Failure to Document Resident Altercation and Subsequent Clinical Assessment
Penalty
Summary
The deficiency involves the facility’s failure to maintain complete and accurate medical records for two residents involved in an altercation. An investigation file regarding an alleged abuse incident on 2/14/26 documented witness statements from two nurse aides, one reporting that Resident #2 hit Resident #1, and another reporting that both residents were hitting each other. Nurse #1, who was assigned to both residents that day, stated she had been informed that Resident #1 hit Resident #2 and that Resident #2 hit Resident #1 back. She reported she checked both residents, saw no injuries or marks, but did not document the altercation or her assessment in either resident’s medical record. The Administrator stated that Nurse #1 should have made a notation in each resident’s record that they had been involved in an altercation.
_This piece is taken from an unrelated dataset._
PR #2077, opened 2025-06-05
Auto-consent to own group

codabrink:
### Add automatic consent to groups created by the user's own inbox in MlsGroup.process_welcome method
The `MlsGroup.process_welcome` method now automatically sets consent state to 'Allowed' when processing welcome messages for groups created by the user's own inbox. A new `quietly_update_consent_state` method is added to [xmtp_mls/src/groups/mod.rs](https://github.com/xmtp/libxmtp/pull/2077/files#diff-c29f56a38916c7410eff8091df1a2e43487ffe20646d96827e846e475f4608d3) that updates consent state without broadcasting changes, and the existing `update_consent_state` method is refactored to use this new method internally. Test coverage is added in [xmtp_mls/src/groups/tests/test_consent.rs](https://github.com/xmtp/libxmtp/pull/2077/files#diff-0de642dbf701a4bac69a30e4a8637303617871b4986fb0d561299467551d2b7c) to verify the auto-consent functionality works correctly for self-created groups while maintaining existing behavior for groups created by others.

The deficiency also includes the lack of documentation by a Physician Assistant (PA #1) following an assessment of Resident #1 after the same altercation. On 2/17/26, Resident #1 was noted on a skin audit report to have bruising to the cheek area below the left eye. PA #1 reported that she assessed Resident #1 after staff reported the altercation and the bruise, recalling that the resident’s eye was not painful or shut, there were no vision problems, and the resident stated she had been hit in another room without giving details. PA #1 acknowledged that she did not document her assessment in Resident #1’s medical record. The Administrator reported that PA #1 should have made a notation in the record about this assessment following the bruised eye and altercation.